North Carolina pundits and politicians have spent much time and energy in recent months focusing on government-sector job losses. John Lott examines the issue from a national perspective in a new column posted at National Review Online.

Obviously, Americans are hurting, with some 7 million losing their jobs since the start of the recession. And that doesn’t include the 7.2 million people who should have entered the work force over the same time period. But the pain hasn’t been in the public sector.

The only group of workers who are “doing just fine” are those working for the federal government, where employment has increased by 11 percent since the start of the recession. Both private-sector and state- and local-government employment have fallen.
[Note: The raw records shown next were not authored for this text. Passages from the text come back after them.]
Issue #5122, opened 2024-07-08
Pinpoint push notification campaign events are not being recorded. 


naveenthontepu:
### Description

We are unable to track pinpoint push notification campaign and journey events as they are not being recorded from the flutter SDK.

### Categories

- [X] Analytics
- [ ] API (REST)
- [ ] API (GraphQL)
- [ ] Auth
- [ ] Authenticator
- [ ] DataStore
- [X] Notifications (Push)
- [ ] Storage

### Steps to Reproduce

1. Create a push notification campaign in pinpoint.
2. Run the campaign.
3. Go to the campaign metrics section and only messages delivered is visible, the app open metric is not available.  

### Platforms

- [X] iOS
- [X] Android
- [ ] Web
- [ ] macOS
- [ ] Windows
- [ ] Linux

### Flutter Version

3.10.2

### Amplify Flutter Version

2.2.0

### Deployment Method

Custom Pipeline

khatruong2009:
Hi @naveenthontepu, thank you for submitting this issue. We will take a look and get back to you with any updates.

tyllark:
Hello @naveenthontepu, I was able to reproduce the issue and determined that the root cause is that the [Push Notification Campaign Events](https://docs.aws.amazon.com/pinpoint/latest/developerguide/event-streams-data-campaign.html#event-streams-data-campaign-attributes) are being cached in memory, but are never being sent to PinPoint. I'm marking this issue as a bug and we will get back to you when we have a fix.

NikaHsn:
I'm going to close this issue as the fix has been released in [2.4.0](https://github.com/aws-amplify/amplify-flutter/releases/tag/v2.4.0) version. If you see otherwise or have additional questions, please open a new issue.

PR #5215, opened 2024-07-29
fix: push notification flush events

tyllark:
[Github Issue 5122](https://github.com/aws-amplify/amplify-flutter/issues/5122)

*Description of changes:*
1. Moved StoppableTimer to aws_common so it can be reused to flush events for push notifications and analytics.
2. [Re-added logic](https://github.com/aws-amplify/amplify-flutter/commit/f0f572868e852b1da393507b37c07cb4110fc56b) for flushing events every 10 seconds.
3. Updated push notification event source names to match [Pinpoint documentation](https://docs.aws.amazon.com/pinpoint/latest/developerguide/event-streams-data-campaign.html#event-streams-data-campaign-attributes).


packages/amplify_core/lib/src/types/notifications/push/pinpoint_event_source.dart
```diff
@@ -11,8 +11,8 @@
 /// [Journeys](https://docs.aws.amazon.com/pinpoint/latest/userguide/journeys.html)
 /// {@endtemplate}
 enum PinpointEventSource {
```
NikaHsn, line 13: is this type public/exported? if so is this considered a breaking change?

tyllark: I marked the enum as deprecated and created a new private enum with the updated values. thanks for the callout!

packages/aws_common/lib/src/util/stoppable_timer.dart
```diff
@@ -0,0 +1,44 @@
...
+
+import 'dart:async';
+
+import 'package:meta/meta.dart';
+
+/// {@template amplify_analytics_pinpoint_dart.stoppable_timer}
+/// A Timer that can be stopped and started again.
+/// {@endtemplate}
+@protected
+class StoppableTimer {
```
Jordan-Nelson, line 12: Question: Can StoppableTimer be removed from amplify_analytics_pinpoint?

tyllark: Good catch. I initially moved StoppableTimer into amplify_core, but forgot to remove it after migrating it again to aws_common.

Jordan-Nelson (approved):

Equartey (approved):

NikaHsn (approved):

Issue #5217, opened 2024-07-29
Datastore V2+ not raising networkStatus event and not syncronizing data when offline on iOS


filipesbragio:
### Description

We've upgraded recently from Amplify V1 to V2
```
  amplify_api: ^1.8.0
  amplify_auth_cognito: ^1.8.0
  amplify_authenticator: ^1.0.0
  amplify_datastore: ^1.8.0
  amplify_flutter: ^1.8.0
```

to 

```
  amplify_api: ^2.3.0
  amplify_auth_cognito: ^2.3.0
  amplify_authenticator: ^2.1.1
  amplify_datastore: ^2.3.0
  amplify_flutter: ^2.3.0
```

Ever since this upgrade we haven't been receiving the networkStatus event when listening to datastore changes. Other events seem to be raised normally. Besides this, any changes we make while offline seem to be ignored and never updated on dynamoDB. Any changes made after becoming online again sync normally. I haven't created different issues for these as I believe they're related. I haven't been able to reproduce this on android, only on iOS.

We've also tried the 2.1.0 version and it seemed to have the same issue.

### Categories

- [ ] Analytics
- [ ] API (REST)
- [ ] API (GraphQL)
- [ ] Auth
- [ ] Authenticator
- [X] DataStore
- [ ] Notifications (Push)
- [ ] Storage

### Steps to Reproduce

on iOS, listen to data store events and turn on/off connection. No networkStatus events will be raised. 
Similarly, become offline and make changes to the model and then become online. The offline changes will not be synchronized. Subsequent changes while online will be synchronized normally.

```
StreamSubscription<DataStoreHubEvent> _createStreamSubscription() {
    return Amplify.Hub.listen(HubChannel.DataStore, (DataStoreHubEvent event) async {
      print(event.eventName);
    });
  }
```

### Platforms

- [X] iOS
- [ ] Android
- [ ] Web
- [ ] macOS
- [ ] Windows
- [ ] Linux

### Flutter Version

3.22.3

### Amplify Flutter Version

2.3.0

### Deployment Method

Amplify CLI

Equartey:
Hi @filipesbragio, thank you for the detailed write up. We will investigate the root cause and give you updates as we have them.

Equartey:
Hi @filipesbragio, quick update for you. 

I have opened https://github.com/aws-amplify/amplify-flutter/pull/5218 to resolve this issue, once it gets merged and released I'll notify you here. Thanks again for submitting this.

[...]

PR #5218, opened 2024-07-30
fix(datastore): Restart Sync Engine when network on/off

Equartey:
*Issue #, if available:*
https://github.com/aws-amplify/amplify-flutter/issues/5217
*Description of changes:*
- Added Native Swift network monitor to listen to hardware level events
- Added callback for Swift to tell Flutter network was lost
- Logic to close Web socket on network loss
- Added an internal `WebSocketOptions` as a static way to turn off reconnection logic. This allows Swift DataStore remote sync engine to control when to reestablish the subscriptions.

**Note:** Currently there exists a delay in restarting the sync engine from a network loss event if the connection is not immediately reestablished. This is due to the retry/back off logic from the Swift remote sync engine. Once network is turned back on, DataStore will eventually restart the sync engine if it was previously running and `Amplify.Datastore.stop()` was never called. 
 
### DIFF
--- a/packages/amplify_core/lib/amplify_core.dart
+++ b/packages/amplify_core/lib/amplify_core.dart
@@ -62,11 +62,11 @@ export 'src/state_machine/transition.dart';
 
 /// Analytics
 export 'src/types/analytics/analytics_types.dart';
-// ignore: invalid_export_of_internal_element
-export 'src/types/api/api_types.dart' show WebSocketOptions;
 
 /// API
 export 'src/types/api/api_types.dart' hide WebSocketOptions;
+// ignore: invalid_export_of_internal_element
+export 'src/types/api/api_types.dart' show WebSocketOptions;
 
 /// App path provider
 export 'src/types/app_path_provider/app_path_provider.dart';
--- a/packages/amplify_core/lib/amplify_core.dart
+++ b/packages/amplify_core/lib/amplify_core.dart
@@ -62,9 +62,11 @@ export 'src/state_machine/transition.dart';
 
 /// Analytics
 export 'src/types/analytics/analytics_types.dart';
+// ignore: invalid_export_of_internal_element
+export 'src/types/api/api_types.dart' show WebSocketOptions;
 
 /// API
-export 'src/types/api/api_types.dart';
+export 'src/types/api/api_types.dart' hide WebSocketOptions;
 
 /// App path provider
 export 'src/types/app_path_provider/app_path_provider.dart';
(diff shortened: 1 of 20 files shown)


packages/amplify_datastore/lib/amplify_datastore.dart
```diff
@@ -350,7 +350,9 @@ class NativeAmplifyApi
   Future<NativeGraphQLSubscriptionResponse> subscribe(
       NativeGraphQLRequest request) async {
     final flutterRequest = nativeRequestToGraphQLRequest(request);
-
+    // Turn off then default reconnection behavior to allow native side to trigger reconnect
```
NikaHsn, line 353: Q: I don't see the native code to call WebSocketOptions.autoReconnect = true, is it expected?

Equartey: Yes this is expected. Swift has it's own reconnection logic that is used for DataStore. Having them both enabled created race conditions, so I disabled Flutter's in favor of Swift because it's also tied to restarting the sync engine.

packages/amplify_core/lib/amplify_core.dart
```diff
@@ -62,9 +62,11 @@ export 'src/state_machine/transition.dart';
 
 /// Analytics
 export 'src/types/analytics/analytics_types.dart';
+// ignore: invalid_export_of_internal_element
+export 'src/types/api/api_types.dart' show WebSocketOptions;
 
 /// API
-export 'src/types/api/api_types.dart';
+export 'src/types/api/api_types.dart' hide WebSocketOptions;
```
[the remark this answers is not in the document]
Equartey: This is broken into two lines to specify which import is getting the lint ignore. If it's hidden, it can't be used by the other categories.

NikaHsn (approved):

packages/amplify_datastore/example/ios/Runner.xcodeproj/project.pbxproj
```diff
@@ -693,14 +693,15 @@
 				ASSETCATALOG_COMPILER_APPICON_NAME = AppIcon;
 				CLANG_ENABLE_MODULES = YES;
 				CURRENT_PROJECT_VERSION = "$(FLUTTER_BUILD_NUMBER)";
```
tyllark, line 695: Are the DEVELOPMENT_TEAM and PRODUCT_BUNDLE_IDENTIFIER changes here intentional?

tyllark (approved):

packages/amplify_datastore/example/ios/Runner.xcodeproj/project.pbxproj
Equartey: Unintentional, thanks.

NikaHsn (approved):

tyllark (approved):

PR #5291, opened 2024-08-13
chore: migrate sms only MFA infra to Gen 2

Jordan-Nelson:
*Issue #, if available:*

*Description of changes:*
- Migrate two backends that use SMS only for MFA (MFA required and MFA optional) to Gen 2
- Refactor e2e tests for new backends
- Resolve existing issue in auth lambda infra


infra-gen2/infra-common/src/auth-user-extensions/custom-sender-lambda.ts
```diff
@@ -44,9 +44,6 @@ export function addCustomSenderLambda({
         "custom-email-sender.js"
       ),
       runtime: Runtime.NODEJS_18_X,
-      bundling: {
-        nodeModules: ["@aws-crypto/client-node"],
-      },
```
Jordan-Nelson, line 49: Note: This was causing an issue deploying the infra, and is not needed. It am not sure why it was not causing an issue previously.

infra-gen2/infra-common/src/auth-user-extensions/auth-user-extensions.ts
```diff
@@ -23,6 +24,7 @@ export const addAuthUserExtensions = ({
   addCustomSenderLambda({ name, stack, cfnUserPool, graphQL });
   addCreateUserLambda({ name, stack, userPool, graphQL });
   addDeleteUserLambda({ name, stack, userPool, graphQL });
+  addEnableSmsMfaLambda({ name, stack, userPool, graphQL });
```
Equartey, line 27: Q: Will this add the lambda to every backend that calls this method? Can this be optional?

packages/test/amplify_auth_integration_test/lib/src/test_runner.dart
```diff
@@ -263,13 +275,17 @@ class AuthTestRunner {
   }
 
   /// Runs [body] in a [group] which configures [environment].
-  void withEnvironment(TestEnvironment environment, void Function() body) {
-    group(environment.environmentName, () {
+  void withEnvironment(
+      EnvironmentInfo environment, void Function(EnvironmentInfo env) body) {
```
Equartey, line 279: nit: trailing coma

packages/test/amplify_auth_integration_test/lib/src/environments.dart
Equartey, line 1: Q: General question on this file, can any of this info be obtained from the outputs files to reduce sources of truth?

infra-gen2/infra-common/src/auth-user-extensions/auth-user-extensions.ts
Jordan-Nelson: Yes it will add it to each env. It could be optional. So could the other lambdas. I think it is simpler to add all the lambdas to each env rather than try to remember which envs have which lambda. It doesn't really cost anything if it doesn't get invoked.

packages/test/amplify_auth_integration_test/lib/src/environments.dart
Jordan-Nelson: We could, yes. 

There are some pieces of info that I do not want to derive from the outputs file because that could result in false positives or false negatives if the outputs file is wrong. For example, we have tests that loop over all the environments where `mfaEnabled` is true. If that were derived from the outputs file, and a bug in the outputs file caused it to always be false, those test would never run.

There are _some_ pieces of info that would be fine to derive from the outputs file for _some_ tests. For example deriving the username alias would be fine for the MFA tests. However it would be problematic for the sign in / sign up tests that are supposed to test each alias.

packages/test/amplify_auth_integration_test/lib/src/test_runner.dart
Jordan-Nelson: Updated

packages/test/amplify_auth_integration_test/lib/src/environments.dart
Equartey: I see, this file helps strengthen the testing contract. I'm good with that.

infra-gen2/infra-common/src/auth-user-extensions/custom-sender-lambda.ts
NikaHsn: thanks for the clean up.

infra-gen2/infra-common/src/auth-user-extensions/auth-user-extensions.ts
Equartey: It doesn't need to come from this PR, but it would be a nice optimization to have these be pulled in as needed. Besides reducing the amount of resources added to the AWS account, it may speed up deployment of the entire infra stack. May also prevent maintenance confusion by having the bare minimum for each env.

Equartey (approved):

NikaHsn (approved):

PR #5436, opened 2024-09-10
chore: fix `aft version-bump`

Jordan-Nelson:
*Description of changes:*
1. Propagate version bumps n levels deep (instead of only 2 levels deep) and propagate version bumps when a component's config requires propagation (opposed to only for breaking changes)
    - ex: if amplify_auth_cognito receives a minor bump, this should result in a minor bump to amplify_core (since it is part of the same component) AND a patch bump to any package that depends on amplify_core (this was not happening)
 2. Do not update a dependency constraints in all dependent packages for non-breaking changes (unless the dependent is part of the same component and that component requires propagation)
    - ex: if amplify_auth_cognito_dart has a patch bump, the dependency constraints for amplify_auth_cognito_dart in amplify_auth_cognito do not need to be updated
3. Add a new test case for a multi package update with a breaking change in a common package to show how breaking and non breaking changes are treated differently.

### DIFF
--- a/packages/aft/lib/src/repo.dart
+++ b/packages/aft/lib/src/repo.dart
@@ -298,7 +298,6 @@ class Repo {
     required VersionBumpType type,
     required bool Function(PackageInfo) canBump,
     required bool includeInChangelog,
-    bool? propagateToComponent,
   }) {
     logger.verbose('bumpVersion ${package.name} $commit');
     final componentName = aftConfig.componentForPackage(package.name);
@@ -317,7 +316,7 @@ class Repo {
       ],
       (version) => version,
     )!;
-    propagateToComponent ??= component != null &&
+    final propagateToComponent = component != null &&
         component.propagate.propagateToComponent(
           currentVersion,
           newVersion,
@@ -359,11 +358,13 @@ class Repo {
             pkg.pubspecInfo.pubspec.dependencies.keys.contains(package.name) ||
             pkg.pubspecInfo.pubspec.devDependencies.keys.contains(package.name),
       );
-      if (commit.isBreakingChange) {
-        // Back-propagate to all dependent packages for breaking changes.
+      if (commit.isBreakingChange || propagateToComponent) {
+        // Back-propagate to all dependent packages for breaking changes or
+        // changes that need to propagate to a component.
         //
-        // Since we set semantic version constraints, only a breaking change
-        // in a direct dependency necessitates a version bump.
+        // Since we set semantic version constraints, only a breaking change in
+        // a direct dependency or a change that requires propagation
+        // necessitates a version bump.
         logger.verbose(
           'Breaking change. Performing dfs on dependent packages...',
         );
@@ -378,12 +379,6 @@ class Repo {
               includeInChangelog: false,
             );
           }
-          updateConstraint(package, dependent);
-        }
-      } else if (type == VersionBumpType.nonBreaking) {
-        // For non-breaking changes, we still need to update all constraints
-        // since we "pin" to minor versions.
-        for (final dependent in packageDependents) {
           updateConstraint(package, dependent);
         }
       }
@@ -408,7 +403,6 @@ class Repo {
               type: type,
               canBump: canBump,
               includeInChangelog: false,
-              propagateToComponent: false,
             );
           },
         );
--- a/packages/aft/test/version_bump/data/snapshots/multi_package_update.diff
+++ b/packages/aft/test/version_bump/data/snapshots/multi_package_update.diff
@@ -12,8 +12,6 @@ diff --git a/packages/amplify/amplify_flutter/pubspec.yaml b/packages/amplify/am
 +version: 2.4.0
 -  amplify_core: ">=2.3.0 <2.4.0"
 +  amplify_core: ">=2.4.0 <2.5.0"
--  aws_common: ">=0.7.1 <0.8.0"
-+  aws_common: ">=0.7.2 <0.8.0"
 diff --git a/packages/amplify_core/CHANGELOG.md b/packages/amplify_core/CHANGELOG.md
 +## 2.4.0
 +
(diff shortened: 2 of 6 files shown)


packages/aft/test/version_bump/data/snapshots/multi_package_update.diff
```diff
@@ -12,8 +12,6 @@ diff --git a/packages/amplify/amplify_flutter/pubspec.yaml b/packages/amplify/am
 +version: 2.4.0
 -  amplify_core: ">=2.3.0 <2.4.0"
 +  amplify_core: ">=2.4.0 <2.5.0"
--  aws_common: ">=0.7.1 <0.8.0"
-+  aws_common: ">=0.7.2 <0.8.0"
```
Jordan-Nelson, line 16: Note to reviewers: The constraints on aws_common do not need to be updated since this is not a breaking change. The existing version constraint of `">=0.7.1 <0.8.0"` is still valid (`">=0.7.0 <0.8.0"` would have also been valid). A customer can run pub upgrade to get the latest version of aws_common.

I have added a new test case (see .diff below) where aws_common receives a breaking change, bumping the range to `">=0.8.0 <0.9.0"`, which would result in an update to this file.

packages/aft/test/version_bump/data/snapshots/multi_package_update.diff
```diff
@@ -60,13 +56,16 @@ diff --git a/packages/analytics/amplify_analytics_pinpoint/pubspec.yaml b/packag
...
+diff --git a/packages/analytics/amplify_analytics_pinpoint_dart/CHANGELOG.md b/packages/analytics/amplify_analytics_pinpoint_dart/CHANGELOG.md
++## 0.4.4
++
++- Minor bug fixes and improvements
++
 diff --git a/packages/analytics/amplify_analytics_pinpoint_dart/pubspec.yaml b/packages/analytics/amplify_analytics_pinpoint_dart/pubspec.yaml
+-version: 0.4.3
++version: 0.4.4
```
Jordan-Nelson, line 66: Note to reviewers: This is an example of a bug being fixed where version bumps were not properly propagated. Since amplify_analytics_pinpoint_dart has a dependency constraint being updated, the package version needs to be updated as well.

packages/aft/test/version_bump/data/snapshots/single_dart_package_feat.diff
```diff
@@ -1,6 +1,3 @@
-diff --git a/packages/auth/amplify_auth_cognito/pubspec.yaml b/packages/auth/amplify_auth_cognito/pubspec.yaml
--  amplify_auth_cognito_dart: ">=0.11.3 <0.12.0"
-+  amplify_auth_cognito_dart: ">=0.11.4 <0.12.0"
```
Jordan-Nelson, line 3: Note to reviewers: This is another example of a bug being fixed where a dependency constraint is made when it does not need to. The existing version constraint (`">=0.11.3 <0.12.0"`) is valid. Prior to this PR, this diff would have been problematic since amplify_auth_cognito has a constraint update, but is not published.

packages/aft/lib/src/repo.dart
```diff
@@ -317,7 +316,7 @@ class Repo {
       ],
       (version) => version,
     )!;
-    propagateToComponent ??= component != null &&
+    final propagateToComponent = component != null &&
```
Equartey, line 319: Q: Can you provide context around the purpose of this flag? How is it set?

packages/aft/lib/src/repo.dart
```diff
@@ -380,12 +381,6 @@ class Repo {
           }
           updateConstraint(package, dependent);
         }
-      } else if (type == VersionBumpType.nonBreaking) {
-        // For non-breaking changes, we still need to update all constraints
-        // since we "pin" to minor versions.
-        for (final dependent in packageDependents) {
-          updateConstraint(package, dependent);
-        }
```
Equartey, line 388: Q: If I'm following this correctly, by omitting this we will no longer see constraints on the Dart packages updated from non-major bumps. Is that correct?

packages/aft/lib/src/repo.dart
Jordan-Nelson: aft defines components in the root pubspec.yaml. Below is an example of the "Amplify Flutter" component which includes all amplify packages intended for direct consumption in a Flutter app.

https://github.com/aws-amplify/amplify-flutter/blob/f825f86d68aba9d8e69eb934873cd212783bfde2/pubspec.yaml#L69-L82

By default, if a package has a minor/major bump, that bump should propagate to all other packages in the components. For example, if amplify_auth_cognito goes from 2.3.1 to 2.4.0, all packages in that component have to have their version bumped to 2.4.0.

Components can override the default behavior by specifying `propagate: "major" | "minor" | "all" | "none"` in the pubpsec.yaml file. The "Amplify Dart" component has this override. When amplify_auth_cognito_dart has a minor version bump, other packages in the group do not need to also be bumped.

https://github.com/aws-amplify/amplify-flutter/blob/f825f86d68aba9d8e69eb934873cd212783bfde2/pubspec.yaml#L83-L90

The `component.propagate.propagateToComponent()` fn determines if a change needs to propagate based on the component config in the root pubpsec file and the version update.

Prior to this PR, this fn accepted an optional `propagateToComponent` flag. I do not know what the intended purpose of this was, but it was preventing propagation from occurring more than 1 level deep. This is problematic. See the PR description for an example of an issue this caused.

packages/aft/lib/src/repo.dart
Jordan-Nelson: There is an example in the PR description that I think answers this question. Let me know if it doesn't.

packages/aft/lib/src/repo.dart
Equartey: Makes more sense now, thanks for providing those references!

Equartey (approved):

NikaHsn (approved):

PR #5453, opened 2024-09-13
chore(infra): Gen 1 Refresh

Equartey:
*Description of changes:*
- Updates Infra stack to achieve a clean deploy
- Removes old infra stacks (analytics & storage) that are now tested in Gen 2
- Fixed some type issues
- Lots of auto formatting changes.


khatruong2009 (approved):

infra/lib/auth/stack.ts
```diff
@@ -260,7 +260,6 @@ class AuthIntegrationTestStackEnvironment extends IntegrationTestStackEnvironmen
     const customSenderKmsKey = new kms.Key(this, "CustomSenderKey", {
       description: `Key for encrypting/decrypting SMS messages sent from ${this.name} user pool`,
       removalPolicy: RemovalPolicy.DESTROY,
-      alias: this.name,
```
NikaHsn, line 263: Q: don't we need the alias anymore?

infra/lib/common.ts
```diff
@@ -14,14 +14,20 @@ import * as secretsmanager from 'aws-cdk-lib/aws-secretsmanager';
...
   account: process.env.CDK_DEFAULT_ACCOUNT,
   region: 'us-west-2',
 };
 
+export enum StorageAccessLevel {
+  public = "guest",
+  protected = "protected",
+  private = "private",
+}
+
```
NikaHsn, line 30: I'm not sure if we need this anymore, we deleted the storage stack and hence we can remove storage config and also not adding it to the AmplifyConfig. we can also remove the analytic config and not add it to AmplifyConfig

infra/lib/auth/stack.ts
Equartey: This was causing my deployment to fail. Unsure what the cause was, but don't see the value in having defined. Also when this lifted to the gen 2 stack, it was dropped.

infra/lib/common.ts
Equartey: Good call out, I pushed a update removing the extra code.

khatruong2009 (approved):

NikaHsn (approved):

While private-sector employment has recovered slightly from 7.5 percent drop it originally suffered, it is still down 5.4 percent.

The drop in state- and local-government workers may be what concerns Senator Reid, but in percentage terms, it is only about a third the size of the drop in private-sector employment over the same time (5.4 versus 1.8 percent). Adding together all levels of government, employment has fallen by just over 1 percent. Governments, which have piled up huge debts, have also avoided the sharp swings in employment faced in the private sector.

Reid wants to have a giant $450 billion tax increase over the next ten years to pay for his “stimulus” for public-sector workers, but it is the private sector, which is hurting the most by far, that is going to pay for his additional grant to public-sector workers. Massive subsidies have already been directed to public-sector union workers in the five previous “stimulus” programs passed during Obama’s first two years in office. Those transfers have protected public-sector workers from the cuts that private-sector workers have had to bear, and the money also guaranteed pay increases for teachers’ unions that private-sector workers surely haven’t seen.